--- START ---

PR #242, opened 2018-06-11
 Fix potiential nullptr dereferenced issue in demo_nodes_cpp

testkit:
Need check if it's nullptr before do std::string() convert.

### DIFF
--- a/demo_nodes_cpp/src/services/add_two_ints_client.cpp
+++ b/demo_nodes_cpp/src/services/add_two_ints_client.cpp
@@ -65,9 +65,11 @@ int main(int argc, char ** argv)
   }
 
   auto topic = std::string("add_two_ints");
-  if (rcutils_cli_option_exist(argv, argv + argc, "-s")) {
-    topic = std::string(rcutils_cli_get_option(argv, argv + argc, "-s"));
+  char * cli_option = rcutils_cli_get_option(argv, argv + argc, "-s");
+  if (nullptr != cli_option) {
+      topic = std::string(cli_option);
   }
+
   auto client = node->create_client<example_interfaces::srv::AddTwoInts>(topic);
 
   auto request = std::make_shared<example_interfaces::srv::AddTwoInts::Request>();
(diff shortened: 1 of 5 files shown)


demo_nodes_cpp/src/services/add_two_ints_client.cpp
```diff
@@ -65,9 +65,15 @@ int main(int argc, char ** argv)
   }
 
   auto topic = std::string("add_two_ints");
+
   if (rcutils_cli_option_exist(argv, argv + argc, "-s")) {
```
dhood: we might as well remove this check now that we do not assume that `rcutils_cli_get_option` will return a valid string.

demo_nodes_cpp/src/services/add_two_ints_client.cpp
```diff
@@ -65,9 +65,15 @@ int main(int argc, char ** argv)
...
-    topic = std::string(rcutils_cli_get_option(argv, argv + argc, "-s"));
+    char * cli_option = rcutils_cli_get_option(argv, argv + argc, "-s");
+
+    if (NULL != cli_option) {
```
dhood: please use `nullptr` instead of `NULL` in C++

demo_nodes_cpp/src/services/add_two_ints_client.cpp
```diff
@@ -65,9 +65,15 @@ int main(int argc, char ** argv)
   }
 
   auto topic = std::string("add_two_ints");
+
   if (rcutils_cli_option_exist(argv, argv + argc, "-s")) {
-    topic = std::string(rcutils_cli_get_option(argv, argv + argc, "-s"));
+    char * cli_option = rcutils_cli_get_option(argv, argv + argc, "-s");
+
```
dhood: please remove the blank space between these lines as they are directly related

testkit:
@dhood,  thanks for your review. PR updated as below:
  Edit based on comments about nullptr, blank space, redundent rcutils_cli_option_exist() calling.
  Fix the similar bug in topics/listener.cpp, topics/talker.cpp

dhood:
I fixed the style errors. @testkit in the future please be sure to run tests for your code changes because we also have tests that check that the code complies with our style guidelines.

* Linux [Build Status](http://ci.ros2.org/job/ci_linux/4739/)
* Linux-aarch64 [Build Status](http://ci.ros2.org/job/ci_linux-aarch64/1607/)
* macOS [Build Status](http://ci.ros2.org/job/ci_osx/3927/)
* Windows [Build Status](http://ci.ros2.org/job/ci_windows/4799/)

testkit:
@dhood , noted and thanks!

PR #244, opened 2018-06-14
add talker_listener.launch.py new-style launch file

wjwwood:
Connects to ros2/launch#76

### DIFF
--- a/demo_nodes_cpp/CMakeLists.txt
+++ b/demo_nodes_cpp/CMakeLists.txt
@@ -124,4 +124,10 @@ if(BUILD_TESTING)
   call_for_each_rmw_implementation(tests)
 endif()
 
+# Install launch files.
+install(DIRECTORY
+  launch
+  DESTINATION share/${PROJECT_NAME}/
+)
+
 ament_package()
--- a/demo_nodes_cpp/launch/services/add_two_ints.launch.py
+++ b/demo_nodes_cpp/launch/services/add_two_ints.launch.py
@@ -1,0 +1,36 @@
+# Copyright 2018 Open Source Robotics Foundation, Inc.
+#
+# Licensed under the Apache License, Version 2.0 (the "License");
+# you may not use this file except in compliance with the License.
+# You may obtain a copy of the License at
+#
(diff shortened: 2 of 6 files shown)


wjwwood:
I'd like to expand this to include launch files for everything, but after we get to review.

wjwwood:
I expanded the launch files to include all the topics and service demos in `demo_nodes_cpp`. If anyone has time to review these quickly, I'd appreciate it!

dirk-thomas:
Should the launch files have the executable bit set?

dirk-thomas:
Nvm - the can't be invoked in their own... Ignore the noise.

wjwwood:
I'll look into the hang.

dhood:
think this should add a dependency on `launch_ros` in the package.xml yeah?

wjwwood:
> think this should add a dependency on launch_ros in the package.xml yeah?

Not sure, I guess you could, but a similar thing comes up where you wonder if every package in ROS 1 that has a launch file should depend on `roslaunch`.

If we decide to add a dependency, then we might as well add `ros2launch` in addition to (or instead of) `launch_ros`. Because those launch files cannot be run on their own.

dhood:
I think adding a `ros2launch` dependency is a step further than necessary, because even though they're not usable on their own, it doesn't have to be `ros2launch` that uses them (could theoretically be anyone).

But I take your point about having all ROS 1 packages depend on roslaunch. In that sense I think it's reasonable that only packages that are actually launching launch files (e.g. in tests) depend on `launch_ros` themselves.

dirk-thomas:
Since the launch files do import `launch_ros` I think the packages should have an `exec_depend` on `launch_ros`.

Regarding the dependency on `ros2launch`: while I can see the convenience if someone would only install that package how it would help I wouldn't add it since `ros2launch` is just one way these launch files can be used. As an analogy: if a package provides a component (a node compiled into a shared library) I wouldn't expect a dependency on something like `ros2run-component` (not that we have that - just as an example).

wjwwood:
https://github.com/ros2/launch/issues/80

PR #246, opened 2018-06-19
Topic monitor new launch

dhood:
I noticed that scripts being run from within launch were receiving two SIGINTs (once from ctrl-c, and once from (legacy) launch [sending one](https://github.com/ros2/launch/blob/fb6cbe4bd79b494f2ee85808f6a580a1a4b45111/launch/launch/legacy/launcher.py#L238)). I was going to ignore signals [after the first KeyboardInterrupt](https://github.com/ros2/demos/blob/ef033c9b75d34b9745ca82908f4aaea1bd0d568f/topic_monitor/topic_monitor/scripts/data_publisher.py#L118) in the script that gets run by launch, but figured instead I'd swap to new-style launch files.

Note: I'm using `ExecutableProcess` instead of `Node` because I am launching another python script, not a node (i.e. it wouldn't accept __ns arguments).


topic_monitor/topic_monitor/launch/reliability_demo.launch.py
```diff
@@ -0,0 +1,30 @@
...
+"""Launch data publishers with different reliability configruations."""
+
+from launch import LaunchDescription
+import launch.actions
+from ros2run.api import get_executable_path
+
+
+def generate_launch_description():
+    executable = get_executable_path(
+        package_name='topic_monitor', executable_name='data_publisher')
```
wjwwood: I recommend using the `launch_ros.substitutions.ExecutableInPackage` here.

dhood:
Symlink installs were having issues with `data_files` referencing launch files inside the source directory of the python package (the launch files would end up symlinked to themselves and not be installable; I originally misdiagnosed it as https://github.com/ros2/launch/issues/83).

Now I have moved the launch files outside the `topic_monitor` subdirectory (as with the other resource files), but it means that they don't get symlinked. If people have suggestions on the right way to address this we can fix it in a followup PR.

dhood:
* Linux [Build Status](http://ci.ros2.org/job/ci_linux/4765/)
* Linux-aarch64 [Build Status](http://ci.ros2.org/job/ci_linux-aarch64/1630/)
* macOS [Build Status](http://ci.ros2.org/job/ci_osx/3951/)
* Windows [Build Status](http://ci.ros2.org/job/ci_windows/4822/)

PR #247, opened 2018-06-20
Switch order of arguments back to roscpp-like style

esteve:
Connects to ros2/rclcpp#503


nuclearsandwich:
Since the connecting PR is closed I am going to close this one as well.

PR #258, opened 2018-06-22
check that resolution is at least as big as burger

### LINKED ISSUE #254: cam2image crashes when specifying -x -y and -b
## Bug report

**Required Info:**

- Operating System:
  - Windows 10
- Installation type:
  - binaries
- Version or commit hash:
  - https://ci.ros2.org/view/packaging/job/packaging_windows/1042/
- DDS implementation:
  - Fast-RTPS
  - N/A

#### Steps to reproduce issue

```
ros2 run image_tools cam2image -b -x 16 -y 16
```

#### Expected behavior
Either a smaller image would be published or a message would be printed saying resizing the generated image is not supported.

#### Actual behavior
```
>ros2 run image_tools cam2image -b -x 16 -y 16
[INFO] [cam2image]: Publishing data on topic 'image'
OpenCV(3.4.1) Error: Assertion failed (0 <= roi.x && 0 <= roi.width && roi.x + roi.width <= m.cols && 0 <= roi.y && 0 <= roi.height && roi.y + roi.height <= m.rows) in cv::Mat::Mat, file C:\Users\osrf\opencv3-build\opencv\modules\core\src\matrix.cpp, line 464
```

#### Additional information

dirk-thomas:
Fixes #254.

The first check ensures that the resolution is at least big enough to contain the burger template.

Additionally the initialization avoids a division by zero and the "bouncing" sacrifices "accuracy" over staying in bound in very constraint sizes.

### DIFF
--- a/image_tools/src/burger.cpp
+++ b/image_tools/src/burger.cpp
@@ -95,6 +95,11 @@ cv::Mat & Burger::render_burger(size_t width, size_t height)
 {
   int width_i = static_cast<int>(width);
   int height_i = static_cast<int>(height);
+  if (width_i < burger_template.size().width || height_i < burger_template.size().height) {
+    std::string msg = "Target resolution must be at least the burger size (" +
+      std::to_string(burger_template.size().width) + " x " + std::to_string(burger_template.size().height) + ")";
+    throw std::runtime_error(msg.c_str());
+  }
   if (burger_buf.size().width != width_i || burger_buf.size().height != height_i) {
     int num_burgers = rand() % 10 + 2;  // NOLINT
     x.resize(num_burgers);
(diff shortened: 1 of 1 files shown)


image_tools/src/burger.cpp
```diff
@@ -122,11 +135,19 @@ cv::Mat & Burger::render_burger(size_t width, size_t height)
     // bounce as needed
     if (x[b] < 0 || x[b] > width_i - burger_template.size().width - 1) {
       x_inc[b] *= -1;
-      x[b] += 2 * x_inc[b];
+      if (x[b] < 0) {
+        x[b] = 0;
+      } else {
+        x[b] = width_i - burger_template.size().width;
```
sloretz: Looks like `x_inc[b]` is unused?

dirk-thomas: Correct it just truncates the movement at the border. It had already been moved in line 133.

PR #266, opened 2018-07-05
Fix no return code for main() in several files

testkit:
return code is missing in main(), add "return 0;"


dirk-thomas:
Thanks for adding the explicit return value.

--- END ---

WORK INSTRUCTIONS: Provide a count of the lines in the data above that include the word "resolution", stating the number alone.

TASK RESPONSE: 3